Sie warf den Morgenmantel über.

»Wann wirst du mich vergessen haben? In einem Jahr, in zehn Jahren oder in hundert Jahren?«

Atlan richtete sich bestürzt auf. Er kannte die Bedeutung dieser Worte, er hatte sie oft in dieser oder in jener Form gehört. Irsthya würde ihn verlassen.

Er war nicht in der Lage, irgend etwas zu sagen, sondern sah stumm zu, wie sie im Badezimmer verschwand. Als er ihr ein paar Minuten später dorthin folgen wollte, hatte sie die Tür von innen verriegelt.

Atlan orderte Kaffee und Toast in der Robotküche und wusch sich im Gästebad. Dann kleidete er sich an und begann zu frühstücken. Er war zu müde und zu enttäuscht, um die Morgennachrichten von Terra-Television anzuschauen.

Nach einer Weile hörte er eine Tür zuschlagen. Irsthya war gegangen.

Atlan schloss die Augen.

Warum muss es immer so enden?, dachte er.

Da erfolgte die Explosion.

Ein gewaltiger Donnerschlag erschütterte das Gebäude. Atlan wurde aus dem Stuhl geworfen und stürzte zu Boden. Das Frühstücksgeschirr fiel auf ihn herab. Seine Ohren dröhnten, halb betäubt tastete er umher und versuchte, sich irgendwo hochzuziehen.

Der Explosion folgte fast völlige Stille, nur das Knacken beanspruchten Metalls war zu hören und in einem der Nebenzimmer rieselte Mörtel auf den Boden.

Atlans Gedanken setzten wieder ein.

Irsthya!, dachte er betroffen.

Er kam auf die Beine. Unbewusst nahm er das Ausmaß der Zerstörung in der Küche wahr. Aber das Zentrum der Explosion hatte außerhalb des Hauses gelegen.

Atlan taumelte auf den Korridor hinaus, dann erreichte er die kurze Treppe, die zum Ausgang führte. Die Tür war zerborsten, ihre Trümmer lagen auf den Stufen verstreut.

Der Gleiter!, schoss es Atlan durch den Kopf.

Er gelangte ins Freie, und seine Vermutung bestätigte sich. Der vor dem Haus geparkte Fluggleiter Irsthyas war in die Luft geflogen. Ein Krater markierte die Stelle des Unglücks. Überall lagen Wrackteile, zum Teil waren sie in den Gärten der Häuser in der Umgebung niedergegangen.

Atlan, der benommen dastand, hörte Stimmen.

Von allen Seiten kamen Menschen gerannt.

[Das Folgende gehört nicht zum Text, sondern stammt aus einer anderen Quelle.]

PR #5399, opened 2024-05-07
feat(earn): Add enter amount screen

finnian0826:
### Description

Add EarnEnterAmount screen.

### Test plan
Unit tests added.

**Manual tests:**

When a user has USDC on arbitrum:

https://github.com/valora-inc/wallet/assets/140328381/5103c167-3447-4df5-bb86-2318bf2c021a

When a user doesn't have enough USDC on arbitrum:

https://github.com/valora-inc/wallet/assets/140328381/459a6671-e8bc-42ca-84ef-e8c6d104a427

Clicking the info button:

https://github.com/valora-inc/wallet/assets/140328381/86c47948-61c2-4c1b-89b9-b02be943f534

### Related issues

- Fixes #ACT-1176

### Backwards compatibility

Yes

### Network scalability


src/send/EnterAmount.tsx
```diff
@@ -286,7 +299,10 @@ function EnterAmount({
     prepareTransactionsResult.transactions.length > 0
 
   const disabled =
-    disableProceed || (disableBalanceCheck ? !!tokenAmount?.isZero() : !transactionIsPossible)
+    disableProceed ||
+    (disableBalanceCheck
+      ? !!tokenAmount?.isZero() || (!!tokenAmount?.lte(token.balance) && !transactionIsPossible)
```
finnian0826, line 304: We want to disable the continue button when checking if the prepared transaction is possible, even if we are disabling the warnings.

src/send/EnterAmount.tsx
```diff
@@ -441,14 +465,13 @@ function EnterAmount({
           />
         )}
 
-        {children}
```
finnian0826, line 444: With children here, the bottom sheets were acting super weird. Need to go through and double check that this doesn't mess anything else up.

locales/base/translation.json
```diff
@@ -2351,6 +2351,19 @@
...
+    "enterAmount": {
+      "earnUpToLabel": "You could earn up to:",
+      "rateLabel": "Rate (est.)",
+      "earnUpTo": "~{{fiatSymbol}}{{amount}} / yr",
+      "rate": "{{rate}}% APY",
+      "continue": "Continue",
+      "info": "This pool is powered by Aave",
+      "infoBottomSheet": {
+        "title": "Why this pool?",
+        "description": "This Aave pool has over $150M TVL and more than 6,000 contributors, indicating strong liquidity and trustworthiness. It also uses USDC as its token and Abritrum as its network, which reduces volatility and ensures users will receive inexpensive gas rates.\n\nAll together this makes it a safe and attractive option with competitive APY, ensuring a beneficial investment opportunity for our users.\n\nYou can explore other Aave pools here.",
```
finnian0826, line 2363: The "here" is supposed to be a link, but I'm not sure what it is supposed to link to. Also, this is used as the `description` param for a bottom sheet so I'm not sure how to format links for translations when it is passed as a param.

src/earn/EarnEnterAmount.tsx
```diff
@@ -0,0 +1,293 @@
...
+      <View style={styles.line}>
+        <Text style={styles.valuesText} testID="EarnEnterAmount/EarnUpTo">
+          {t('earnFlow.enterAmount.earnUpTo', {
+            fiatSymbol: localCurrencySymbol,
+            amount:
+              asyncPoolInfo?.result && !!asyncPoolInfo.result.apy && tokenAmount?.gt(0)
+                ? tokenAmount.multipliedBy(new BigNumber(asyncPoolInfo.result.apy)).toFormat(2)
+                : '--',
+          })}
+        </Text>
```
satish-ravi, line 180: I guess the design linked in the ticket shows TVL here, is this from the follow up? Just confirming, should be fine to leave this as is

src/send/EnterAmount.tsx
```diff
@@ -150,10 +154,13 @@ function EnterAmount({
   prepareTransactionError,
   tokenSelectionDisabled = false,
   onPressProceed,
+  onPressInfo,
+  onSetTokenAmount,
```
satish-ravi, line 158:
```suggestion
  onChangeTokenAmount,
```

src/send/EnterAmount.tsx
```diff
@@ -71,10 +72,13 @@ interface Props {
   prepareTransactionError?: Error
   tokenSelectionDisabled?: boolean
   onPressProceed(args: ProceedArgs): void
+  onPressInfo?(): void
```
satish-ravi, line 75: is `onPressInfo` needed in EnterAmount? Seems like it just gets it as a prop and passes in back to proceed component, which can all be done within EarnEnterAmount

satish-ravi (commented):
some padding looks off

src/earn/EarnEnterAmount.tsx
finnian0826: yeah talking with Jacob we decided to just show the earn up to amount here, as it seemed easier than getting TVL which would then just be removed

src/send/EnterAmount.tsx
finnian0826: no, I'll update it to just be within the proceed component

src/send/EnterAmount.tsx
finnian0826: I think the `!!tokenAmount?.isZero()` can be removed, because in that case `!!tokenAmount?.lte(token.balance) && !transactionIsPossible` should be true because 0 should be lte to the token balance and the transaction should not be possible.

locales/base/translation.json
finnian0826: Confirmed with John that that link is good so I'll add it in

src/send/EnterAmount.tsx
finnian0826: actually, I think to do this I would have to have the EarnProceed function inside EarnEnterAmount, and this causes issues with the token amount state value and also rendering APY.

So I think EarnProceed (which needs access to onPressInfo) needs to be outside of EarnEnterAmount so I'm not sure then how it would have access to onPressInfo. @satish-ravi is there some way to access it from outside the function it is declared without passing as a prop?

src/send/EnterAmount.tsx
```diff
@@ -427,7 +454,10 @@ function EnterAmount({
             description={t('sendEnterAmountScreen.notEnoughBalanceForGasWarning.description', {
               feeTokenSymbol: prepareTransactionsResult.feeCurrencies[0].symbol,
             })}
-            style={styles.warning}
+            style={[
+              styles.warning,
+              hideNetworkFee && { marginTop: Spacing.Regular16, marginBottom: 0 },
```
finnian0826, line 459: This is needed to make spacing correct. Usually there is spacing below the network fee but when that is disabled, the top spacing needs to be here. Similarly, there shouldn't be bottom spacing in the earn case because the EarnProceed has top spacing to be in the correct spot below the enter amount component.

src/earn/EarnEnterAmount.tsx
```diff
@@ -0,0 +1,628 @@
...
+            testID="SendEnterAmount/PrepareTransactionError"
+          />
+        )}
+        <EarnProceed
+          tokenAmount={tokenAmount}
+          localAmount={localAmount}
+          token={token}
+          amountEnteredIn={enteredIn}
+          onPressProceed={onPressContinue}
+          onPressInfo={onPressInfo}
```
finnian0826, line 349: Still need to pass this here. I tried having EarnProceed be a const inside of EarnEnterAmount rather than a function outside of it, but this was causing it to re-render everytime the input amount was changed and so the APY was flashing a lot.

finnian0826:
Follow up issue to use EnterAmount: https://linear.app/valora/issue/ACT-1199/placeholder-clean-up-have-earnenteramount-use-enteramount-component

src/earn/prepareTransactions.ts
```diff
@@ -134,6 +138,24 @@ export async function prepareSupplyTransactions({
   })
 }
 
+/**
+ * Hook to prepare transactions for supplying crypto.
+ */
+export function usePrepareSupplyTransactions() {
+  const prepareTransactions = useAsyncCallback(prepareSupplyTransactions, {
+    onError: (error) => {
+      Logger.error(TAG, `usePrepareSupplyTransactions: ${error}`)
```
satish-ravi, line 147:
```suggestion
      Logger.error(TAG, 'usePrepareSupplyTransactions', error)
```
so the error is logged with trace, you may need an ensureError potentially

src/earn/EarnEnterAmount.tsx
```diff
@@ -0,0 +1,626 @@
...
+    prepareTransactionsResult &&
+    prepareTransactionsResult.type === 'not-enough-balance-for-gas'
+  const transactionIsPossible =
+    isAmountLessThanBalance &&
+    prepareTransactionsResult &&
+    prepareTransactionsResult.type === 'possible' &&
+    prepareTransactionsResult.transactions.length > 0
+
+  const disabled =
+    !!tokenAmount?.isZero() || (!!tokenAmount?.lte(token.balance) && !transactionIsPossible) // Should disable if the user enters 0 or has enough balance but the transaction is not possible, shouldn't disable if they enter an amount larger than their balance as they will go to add flow
```
satish-ravi, line 198: nit: this won't be readable in the editor, move the comment to one line above and break it up to multiple lines. would be nice if prettier can do this.

src/earn/EarnEnterAmount.tsx
```diff
@@ -0,0 +1,626 @@
...
+  const localCurrencySymbol = useSelector(getLocalCurrencySymbol) ?? LocalCurrencySymbol.USD
+
+  const {
+    prepareTransactionsResult,
+    refreshPreparedTransactions,
+    clearPreparedTransactions,
+    prepareTransactionError,
+  } = usePrepareSupplyTransactions()
+
+  const walletAddress = useSelector(walletAddressSelector) as Address
```
satish-ravi, line 96: can we avoid the as Address, I think we've been doing a `isAddress` check where required

src/analytics/Properties.tsx
```diff
@@ -1599,6 +1599,16 @@ interface EarnEventsProperties {
...
   [EarnEvents.earn_deposit_submit_cancel]: EarnDepositProperties
   [EarnEvents.earn_view_pools_press]: undefined
+  [EarnEvents.earn_enter_amount_info_press]: undefined
+  [EarnEvents.earn_enter_amount_continue_press]: {
+    userHasFunds: boolean
+    tokenAmount: string | null
+    amountInUsd: string | null
+    amountEnteredIn: AmountEnteredIn
+    tokenId: string | null
+    networkId: string | null
```
satish-ravi, line 1609: do these need to be nulls?

src/earn/EarnEnterAmount.tsx
```diff
@@ -0,0 +1,626 @@
...
+    ValoraAnalytics.track(SendEvents.max_pressed, {
+      tokenId: token.tokenId,
+      tokenAddress: token.address,
+      networkId: token.networkId,
+    })
+  }
+
+  const onPressContinue = ({ tokenAmount, token, amountEnteredIn }: ProceedArgs) => {
+    ValoraAnalytics.track(EarnEvents.earn_enter_amount_continue_press, {
+      userHasFunds: token.balance?.gte(tokenAmount),
```
satish-ravi, line 255: reuse isAmountLessThanBalance

src/earn/EarnEnterAmount.tsx
```diff
@@ -0,0 +1,626 @@
...
+      tokenAmount: tokenAmount.toString(),
+      amountInUsd: tokenAmount.multipliedBy(token.priceUsd ?? 0).toFixed(2),
+      amountEnteredIn,
+      tokenId: token.tokenId,
+      networkId: token.networkId,
+    })
+    tokenAmount?.gt(token.balance)
```
satish-ravi, line 262: same as above

src/earn/EarnEnterAmount.tsx
```diff
@@ -0,0 +1,626 @@
...
+        </View>
+        {showNotEnoughBalanceForGasWarning && (
+          <InLineNotification
+            variant={NotificationVariant.Warning}
+            title={t('sendEnterAmountScreen.notEnoughBalanceForGasWarning.title', {
+              feeTokenSymbol: prepareTransactionsResult.feeCurrencies[0].symbol,
+            })}
+            description={t('sendEnterAmountScreen.notEnoughBalanceForGasWarning.description', {
+              feeTokenSymbol: prepareTransactionsResult.feeCurrencies[0].symbol,
+            })}
```
satish-ravi, line 327: I guess this would just say "ETH" instead of "ETH on Arbitrum" which could be confusing, maybe we can have a follow up that adds network name to this

src/earn/EarnEnterAmount.tsx
```diff
@@ -0,0 +1,626 @@
...
+  token,
+  amountEnteredIn,
+  disabled,
+  onPressProceed,
+  onPressInfo,
+}: ProceedComponentProps) {
+  const { t } = useTranslation()
+  const localCurrencySymbol = useSelector(getLocalCurrencySymbol)
+
+  const asyncPoolInfo = useAsync(
```
satish-ravi, line 382: replace with `useAavePoolInfo` hook

src/earn/EarnEnterAmount.test.tsx
```diff
@@ -0,0 +1,208 @@
...
+        networkId: NetworkId['arbitrum-sepolia'],
+        balance: new BigNumber(10),
+      },
+      walletAddress: mockAccount.toLowerCase(),
+      poolContractAddress: networkConfig.arbAavePoolV3ContractAddress,
+      feeCurrencies: mockFeeCurrencies,
+    })
+  })
+
+  it('should handle navigating to the deposit bottom sheet', async () => {
```
satish-ravi, line 146: can this assert the appropriate bottom sheet was opened?

src/earn/EarnEnterAmount.test.tsx
```diff
@@ -0,0 +1,208 @@
...
+        amountEnteredIn: 'token',
+        amountInUsd: '8.00',
+        networkId: NetworkId['arbitrum-sepolia'],
+        tokenAmount: '8',
+        tokenId: networkConfig.arbUsdcTokenId,
+        userHasFunds: true,
+      }
+    )
+  })
+  it('should handle navigating to the add crypto bottom sheet', async () => {
```
satish-ravi, line 177: same comment as above

src/earn/EarnEnterAmount.tsx
```diff
@@ -0,0 +1,626 @@
...
+      <EarnAddCryptoBottomSheet
+        forwardedRef={addCryptoBottomSheetRef}
+        token={token}
+        tokenAmount={tokenAmount ? tokenAmount.minus(token.balance) : new BigNumber(0)}
+      />
+      {prepareTransactionsResult?.type === 'possible' && (
+        <EarnDepositBottomSheet
+          forwardedRef={reviewBottomSheetRef}
+          preparedTransaction={prepareTransactionsResult}
+          amount={tokenAmount ? tokenAmount.toString() : '0'}
```
satish-ravi, line 362: tokenAmount should be defined with tx is possible right? You can just add this as another condition to the conditional rendering check above instead of the ternary here.

src/earn/EarnEnterAmount.tsx
```diff
@@ -0,0 +1,626 @@
...
+  },
+  label: {
+    ...typeScale.bodySmall,
+    color: Colors.gray4,
+  },
+  continueButton: {
+    paddingVertical: Spacing.Thick24,
+  },
+  valuesText: {
+    ...typeScale.labelSemiBoldSmall,
```
satish-ravi, line 532: add color to all text styles

src/earn/EarnEnterAmount.tsx
```diff
@@ -0,0 +1,626 @@
...
+}: {
+  infoBottomSheetRef: React.RefObject<BottomSheetRefType>
+}) {
+  const { t } = useTranslation()
+  const onPressDismiss = () => {
+    infoBottomSheetRef.current?.close()
+  }
+  const onPressMorePools = () => {
+    ValoraAnalytics.track(EarnEvents.earn_enter_amount_info_more_pools)
+    navigate(Screens.WebViewScreen, { uri: 'https://app.aave.com/markets/' })
```
satish-ravi, line 468: can we move this to the earn_stablecoin_config dynamic config?

src/earn/prepareTransactions.ts
```diff
@@ -7,12 +8,15 @@ import { getDynamicConfigParams } from 'src/statsig'
...
 import { StatsigDynamicConfigs } from 'src/statsig/types'
 import { TokenBalance } from 'src/tokens/slice'
+import Logger from 'src/utils/Logger'
 import { fetchWithTimeout } from 'src/utils/fetchWithTimeout'
 import { publicClient } from 'src/viem'
 import { TransactionRequest, prepareTransactions } from 'src/viem/prepareTransactions'
 import networkConfig, { networkIdToNetwork } from 'src/web3/networkConfig'
 import { Address, encodeFunctionData, isAddress, parseUnits } from 'viem'
 
+const TAG = 'src/earn/prepareTransactions'
```
MuckT, line 18:
```suggestion
const TAG = 'earn/prepareTransactions'
```

nit: usually we don't include src in the tags.

src/analytics/Properties.tsx
finnian0826: no, they should all have values, I'll update to not take null

silasbw (approved):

Das Gewinsel der Alarmsirenen der Robotfeuerwehr und des Unfallkommandos erklang.

Irsthya!, dachte Atlan.

Er hockte sich auf die untere Stufe vor der Eingangstür.

Allmählich bereitete sich die Erkenntnis in ihm aus, dass die Frau einem Anschlag zum Opfer gefallen war, der eigentlich ihm gegolten hatte.

 

*

 

Prohn Korum, der dunkelhäutige Chefredakteur des ASTRA, sah ein bisschen einfältig aus, aber er war es nicht. Unter Korums Leitung war der ASTRA zu einem Forum für innenpolitische Ereignisse geworden. Da er nur noch Schreibtischarbeit erledigte, hatte Korum Fett angesetzt, ein Vollbart sollte sein Doppelkinn verbergen.

Sein dreidimensionales Abbild blickte Perry Rhodan vom Visiphon herab an.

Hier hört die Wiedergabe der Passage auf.